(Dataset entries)

▼▼▼

PR #22, opened 2025-03-24
Manager: Implement Sync Events Health property

harsh-agarwal1:
- This commit provides implementation of sync events health property.
- If sync is disabled, we mark sync events health as 'Paused'.
- When full sync completes successfully we mark sync events health as 'Ok'.
- If any of sync events fails, we mark sync events health as 'Critical'.
- Modified test cases.

Tested
- Verified on simics.

Change-Id: Ic99f090f1023ad49b9492410d64fcb19ebf75513

### DIFF
--- a/src/manager.cpp
+++ b/src/manager.cpp
@@ -166,8 +166,11 @@ sdbusplus::async::task<bool>
     int result = std::system(syncCmd.c_str()); // NOLINT
     if (result != 0)
     {
-        // TODO:
-        // Retry and create error log and disable redundancy if retry is failed.
+        // TODOs:
+        // 1. Retry based on rsync error code
+        // 2. Create error log and Disable redundancy if retry fails
+        // 3. Perform a callout
+        setSyncEventsHealth(SyncEventsHealth::Critical);
         lg2::error("Error syncing: {PATH}", "PATH", dataSyncCfg._path);
 
         co_return false;
@@ -300,6 +303,7 @@ sdbusplus::async::task<void> Manager::startFullSync()
                             [](const auto& result) { return result; }))
     {
         _syncBMCDataIface.full_sync_status(FullSyncStatus::FullSyncCompleted);
+        setSyncEventsHealth(SyncEventsHealth::Ok);
         lg2::info("Full Sync completed successfully");
     }
     else
--- a/src/sync_bmc_data_ifaces.cpp
+++ b/src/sync_bmc_data_ifaces.cpp
@@ -62,6 +62,11 @@ bool SyncBMCDataIface::set_property([[maybe_unused]] disable_sync_t type,
     }
     disable_sync_ = disable;
     _manager.disableSyncPropChanged(disable);
+    if (sync_events_health_ != SyncEventsHealth::Critical)
+    {
+        _manager.setSyncEventsHealth(disable ? SyncEventsHealth::Paused
+                                             : SyncEventsHealth::Ok);
+    }
     return true;
 }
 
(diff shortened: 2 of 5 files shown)


src/manager.cpp
```diff
@@ -165,8 +165,11 @@ sdbusplus::async::task<bool>
     int result = std::system(syncCmd.c_str()); // NOLINT
     if (result != 0)
     {
-        // TODO:
-        // Retry and create error log and disable redundancy if retry is failed.
+        // TODOs:
+        // 1. Retry based on rsync error code
+        // 2. Create error log and Disable redundancy if retry fails
+        // 3. Perform a callout
+        _syncBMCDataIface.sync_events_health(SyncEventsHealth::Critical);
```
spinler, line 172: It's possible a sync could fail if someone reboots the passive BMC and a sync is attempted or in progress before we notice the reboot and disable sync.

When it comes back we'll just enable sync and do a full sync.  

I assume the sync health being in Critical until then is OK, right?

harsh-agarwal1: Yeah, as soon as passive BMC comes live again, we do a full sync, on successful completion of full sync, we will mark the sync health as 'Ok'.

spinler (approved):

src/sync_bmc_data_ifaces.cpp
```diff
@@ -54,6 +54,10 @@ sdbusplus::async::task<>
 bool SyncBMCDataIface::set_property([[maybe_unused]] disable_sync_t type,
                                     bool disable)
 {
+    if (sync_events_health_ == SyncEventsHealth::Ok && disable)
```
RameshIyyar, line 57: I think we could move line 67 to avoid checking every time the system or user tries to update the disable property.

Also, if the sync event health is Paused and sync is enabled, we should change it to Ok, right? From what I see, it currently only changes after a full sync, but we don’t need to wait for that here, do we? If the full sync fails, the health will be set to Critical anyway, right?

test/immediate_sync_test.cpp
```diff
@@ -148,6 +150,8 @@ TEST_F(ManagerTest, testDataChangeWhenSyncIsDisabled)
 
     std::string dataToWrite{"Data is modified"};
     std::string dataToStopEvent{"Close spawned inotify event."};
+    EXPECT_EQ(manager.getSyncEventsHealth(), SyncEventsHealth::Paused)
```
RameshIyyar, line 153: We should have test case to check Paused back to OK, right?

test/full_sync_test.cpp
```diff
@@ -127,6 +129,9 @@ TEST_F(ManagerTest, FullSyncA2PTest)
     data_sync::Manager manager{ctx, std::move(extDataIface),
                                ManagerTest::dataSyncCfgDir};
 
+    // Setting the SyncEventsHealth to Critical to test status change after full
+    // sync completes.
+    manager.setSyncEventsHealth(SyncEventsHealth::Critical);
```
RameshIyyar, line 134: I'm not sure why we need to use the existing test case (I am not fan of that approach but it your wish). Please check whether it violates the current test responsibilities. If it doesn't, we could document the specific cases covered by this test.

The same applies to the pause-to-OK case.

manishtwari: from a functional standpoint these changes appear acceptable for me. as Harsh set the property based on the sync status, and updating Sync health accordingly seems necessary once sync will complete. However, as Ramesh mentioned, we should document this since this test case also covers additional scenarios.

RameshIyyar (approved):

▲▲▲

### WHAT YOU HAVE TO DO
The answer must be every line of the records above that holds the word "spinler".

### RESULT
spinler, line 172: It's possible a sync could fail if someone reboots the passive BMC and a sync is attempted or in progress before we notice the reboot and disable sync.
spinler (approved):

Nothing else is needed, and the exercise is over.